Potential solutions for state governments
Journalists covering debt lawsuits should understand their state laws on the topic, as they can vary widely and affect which types of debt lenders may sue over. LawAtlas out of Temple University’s Center for Public Health Law Research is a good source to start to get a handle on your state’s laws.
The Pew Charitable Trusts’ Courts & Communities project offers an overview of steps they say state legislators and courts can take to improve defendant participation in debt cases. These include:
- Using GPS tracking to show that people delivering paperwork for courts attempted to serve debtors being sued.

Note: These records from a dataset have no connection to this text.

Issue #17, opened 2017-08-03
Tests are missing


Tapchicoma:
This plugin needs some tests, so it will be easier to add a new features and check already existing behaviour.

@JLLeitschuh you can assign it to me, will try to add them when I will have spare time.

JLLeitschuh:
I know that Junit5 is using something clever for testing their gradle plugin. We should try to use whatever they are using.

Also, if you can drive the tests with Junit5 that would be really cool but not necessary.

JLLeitschuh:
@Tapchicoma Do you want to take the code from @eskatos's PR and drop it in to the repo?

JLLeitschuh:
Closed by c31eae2

PR #72, opened 2018-03-14
Introduce JUnit & Gradle TestKit based integration test

eskatos:
This PR introduces Gradle TestKit to integration test the plugin.

It does so by using JUnit 4. JUnit 5 could be used as the runtime or the engine but this is not mandatory. Feel free to amend if you feel strong about it. Note that some equivalent of the `TemporaryFolder` rule would be required.

In the same changeset, the `java-gradle-plugin` has been introduced. This removes the need for the plugin descriptor properties and allow TestKit to automatically see the plugin classpath when running integration tests.

See #17


plugin/build.gradle.kts
```diff
@@ -20,16 +21,19 @@ repositories {
 
 dependencies {
     compileOnly(gradleApi())
-    compileOnly(kotlin("gradle-plugin", "1.2.21"))
-    compileOnly("com.android.tools.build:gradle:3.0.0")
-    compileOnly("org.jetbrains.kotlin:kotlin-native-gradle-plugin:0.6")
-    compile("net.swiftzer.semver:semver:1.0.0")
+    implementation(kotlin("gradle-plugin", "1.2.21"))
```
Tapchicoma: Can you change back to `compileOnly`? This 3 dependencies should be optional, so users of this plugin will not get them as a transitive dependency.

plugin/src/test/kotlin/org/jlleitschuh/gradle/ktlint/KtlintPluginTest.kt
```diff
@@ -0,0 +1,77 @@
...
+                repositories {
+                    gradlePluginPortal()
+                }
+            """.trimIndent())
+            resolve("src/main/kotlin").mkdirs()
+        }
+    }
+
+    @Test
+    fun `check tasks`() {
```
Tapchicoma: Maybe better to split it into two test cases:
- \`Should fail check on failing sources\`
- \`Should succeed check on clean sources\`

Tapchicoma:
BTW thanks for providing example how to write tests for Gradle plugins!

plugin/build.gradle.kts
```diff
@@ -40,6 +44,15 @@ configure<PublishingExtension> {
     }
 }
 
+gradlePlugin {
+    (plugins) {
```
JLLeitschuh: I hate that you have to do this, but I understand why it's necessary.

plugin/build.gradle.kts
```diff
@@ -20,16 +21,19 @@ repositories {
...
+    implementation("net.swiftzer.semver:semver:1.0.0")
 
     /*
      * Do not depend upon the gradle script kotlin plugin API. IE: gradleScriptKotlinApi()
      * It's currently in flux and has binary breaking changes in gradle 4.0
      * https://github.com/JLLeitschuh/ktlint-gradle/issues/9
      */
+
+    testImplementation(gradleTestKit())
+    testImplementation("junit:junit:4.12")
```
JLLeitschuh: :o: Just curious why you chose Junit 4 over Junit 5. I've been using Junit 5 for all my newest projects.

JLLeitschuh:
Not just that, thanks for providing example how to write tests for Gradle plugins in Kotlin!

plugin/src/test/kotlin/org/jlleitschuh/gradle/ktlint/KtlintPluginTest.kt
eskatos: Good point, done

plugin/build.gradle.kts
eskatos: Habits and the requirement of `TemporaryFolder`.
I didn't want to introduce another home grown equivalent for JUnit 5.

plugin/build.gradle.kts
eskatos: Using `compileOnly` here is unfortunately not supported by TestKit automatic plugin classpath injection into tests. It can be done with some additional gymnastic, I'll look into it but it will make the testing setup more complicated.

plugin/build.gradle.kts
JLLeitschuh: Fair enough.

plugin/build.gradle.kts
JLLeitschuh: We don't want to add more dependencies than are strictly necessary to run the plugin.

JLLeitschuh:
@eskatos Please rebase on master.

eskatos:
I merged `master` into my branch and amended the PR with dependencies back to `compileOnly`.

plugin/build.gradle.kts
Tapchicoma: Would be nice to introduce JUnit version in `PluginVersions`

PR #513, opened 2021-07-16
Gradle Toolchain support

rpalcolea:
Hi folks,

Wondering if this change makes sense to support Toolchains


Tapchicoma:
I highly doubt KtLint depends on JDK version it is running on to add toolchain support:
- KtLint uses Kotlin compiler to parse AST, but Kotlin compiler itself could run on any supported JDK version and produce same result (as long as optional `--jdk-home` option has the same value)
- AFAIK KtLint rules does not have anything JDK version specific

JLLeitschuh:
Closing  for now. If there's a strong need for this feature, then we're happy to reconsider adding this. Anyone who really needs this, please don't hesitate to provide insights into a larger use case for this feature

PR #515, opened 2021-07-18
Prevent creation of empty directories on running format task.

### LINKED ISSUE #423: ktlintFormat creates directories under src
When I run `ktlintFormat` there are the following directories, which are created under `src` directory:
- src/main/java
- src/main/kotlin
- src/test/java
- src/test/kotlin

It is pretty annoying seeing java directory all the time and have no chance to get rid of it when you write a 100% Kotlin project. Is there a way to ask ktlint not to create these directories?

Tapchicoma:
Now base lint task does not extend SourceTask, but DefaultTask + PatternFilterable. This allows for format task to filter empty directories in output, so Gradle will not create empty SourceSet directories.

Fixes #423


Tapchicoma:
Same changes in #520 PR

PR #516, opened 2021-07-19
Added support for sarif reporter

abs-paradigm:
Added support for the ktlint sarif reporter: https://github.com/pinterest/ktlint/pull/1113

It only available in the 0.42.0-SNAPSHOT ktlin version at moment.


Tapchicoma (approved):
Thank you for adding such support :+1:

- Enacting legal standards to make sure debt lawsuit petitions are legitimate.
- Eliminating the need for a formal written response to debt lawsuits and automatically scheduling hearings.
- Automatically applying state legal protections related to garnishments, instead of making debtors request those protections.
Connecticut is one state that has tried to improve its debt lawsuit regulations. In 2011, the state mandated that plaintiffs present more complete evidence when attempting to sue debtors, in an effort to reduce frivolous lawsuits.
“The reforms led to a decrease of approximately 10 filings per quarter by third-party plaintiffs relative to first-party plaintiffs, suggesting that the heightened documentation requirements may have deterred meritless lawsuits,” write the authors of a 2024 report from the Debt Collection Lab.
Still, when the authors randomly selected 88 lawsuits brought by debt buyers from 2021 to 2022, they found not one case where the debt buyers complied with all the documentation requirements.
“Despite the noncompliance, in most cases the debt buyer obtained a default judgment,” the authors write. “This is a failure of plaintiff compliance, but responsibility also lies with the courts as — per the rules and statute, judgments are not supposed to have been entered in these cases.”